You can now configure the OpenFaaS gateway to use TLS by setting the following Helm values, you can save them in a file called tls.yaml:

export DOMAIN="gw.example.com"

cat > tls.yaml <<EOF
ingress:
  enabled: true
  ingressClassName: nginx
  annotations:
    cert-manager.io/issuer: letsencrypt-prod
  tls:
    - hosts:
        - $DOMAIN
      secretName: openfaas-gateway-cert
  hosts:
  - host: $DOMAIN
    http:
      paths:
      - path: /
        pathType: Prefix
        backend:
          service:
            name: gateway
            port:
              number: 8080
EOF

If you're using something other than ingress-nginx, then change the ingressClassName field accordingly. Note that the kubernetes.io/ingress.class annotation is deprecated and should not be used.

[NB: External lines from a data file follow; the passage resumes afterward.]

PR #428, opened 2023-10-02
[CORE-606] Update PowerReduction to reflect 1e-18 stake denom unit

teddyding:
[Context](https://dydx-team.slack.com/archives/C03FP255RRU/p1696027981031659?thread_ts=1696012576.428419&cid=C03FP255RRU)


protocol/x/delaymsg/keeper/dispatch_test.go
```diff
@@ -395,16 +395,23 @@ func TestSendDelayedCompleteBridgeMessage(t *testing.T) {
 
 	aliceAccountAddress := sdk.MustAccAddressFromBech32(constants.BridgeEvent_Id0_Height0.Address)
 
-	// Sanity check: at block 1, balances are as expected before the message is sent.
+	// Sanity check: at block 1, expect bridge balance is expected before the message is sent.
 	expectAccountBalance(t, ctx, &tApp, BridgeAccountAddress, BridgeGenesisAccountBalance)
-	expectAccountBalance(t, ctx, &tApp, aliceAccountAddress, AliceInitialAccountBalance)
```
teddyding, line 400: Instead of assuming the balance of Alice (which depends on the genesis balance state, directly get its initial balance

protocol/app/app.go
```diff
@@ -284,6 +288,14 @@ type App struct {
 	Server              *daemonserver.Server
 }
 
+// assertAppPreconditions assert invariants required for an application to start.
+func assertAppPreconditions() {
+	// Check that the default power reduction is set correctly.
+	if sdk.DefaultPowerReduction.Uint64() != 1_000_000_000_000_000_000 {
```
BrendanChou, line 294: do not cast to a `uint64`. per the [docs](https://pkg.go.dev/math/big#Int.Uint64),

The cert-manager.io/issuer annotation is used to pick between the staging and production Issuers for Let's Encrypt. If this is your first time working with cert-manager, you may want to use the staging issuer first to avoid running into rate limits if you have something misconfigured.

Now upgrade OpenFaaS via helm, use any custom values.yaml files that you have saved from a previous installation:

helm repo update && \
    helm upgrade --install openfaas openfaas/openfaas \
        --namespace openfaas \
        --values tls.yaml \
        --values values-custom.yaml

Configure TLS for the OpenFaaS dashboard

If you're using OpenFaaS Standard or OpenFaaS for Enterprises, you will probably want to create an additional Ingress record for the OpenFaaS dashboard.

Edit the previous example:

export DOMAIN="gw.example.com"
export DOMAIN_DASHBOARD="dashboard.example.com"

cat > tls.yaml <<EOF
ingress:
  enabled: true
  ingressClassName: nginx
  annotations:
    cert-manager.io/issuer: letsencrypt-prod
  tls:
    - hosts:
        - $DOMAIN
      secretName: openfaas-gateway-cert
    - hosts:
        - $DOMAIN_DASHBOARD
      secretName: openfaas-dashboard-cert
  hosts:
  - host: $DOMAIN
    http:
      paths:
      - path: /
        pathType: Prefix
        backend:
          service:
            name: gateway
            port:
              number: 8080
  - host: $DOMAIN_DASHBOARD
    http:
      paths:
      - path: /
        pathType: Prefix
        backend:
          service:
            name: dashboard
            port:
              number: 8080
EOF

As above, run the helm upgrade command to apply the changes.

Verifying the installation

First, check that the DNS records you created have taken effect. You can use nslookup or dig to check that the domain names resolve to the public address of your Ingress Controller's service.

$ nslookup gw.example.com

Next, verify that the Ingress records have the desired domains in the "HOSTS" field:

$ kubectl get ingress -n openfaas

Next, check that the certificates have been issued and that they're ready:

$ kubectl get certificates -n openfaas -o wide

If you're still encountering issues, you can check the logs of the cert-manager controller:

$ kubectl logs -n cert-manager deploy/cert-manager

Log into the OpenFaaS gateway using its new URL:

$ export OPENFAAS_URL=https://gw.example.com

$ PASSWORD=$(kubectl get secret -n openfaas basic-auth -o jsonpath="{.data.basic-auth-password}" | base64 --decode; echo)
$ echo -n $PASSWORD | faas-cli login --username admin --password-stdin

# List some functions:

$ faas-cli list

If you're using Identity and Access Management (IAM) for OpenFaaS, see the SSO instructions instead.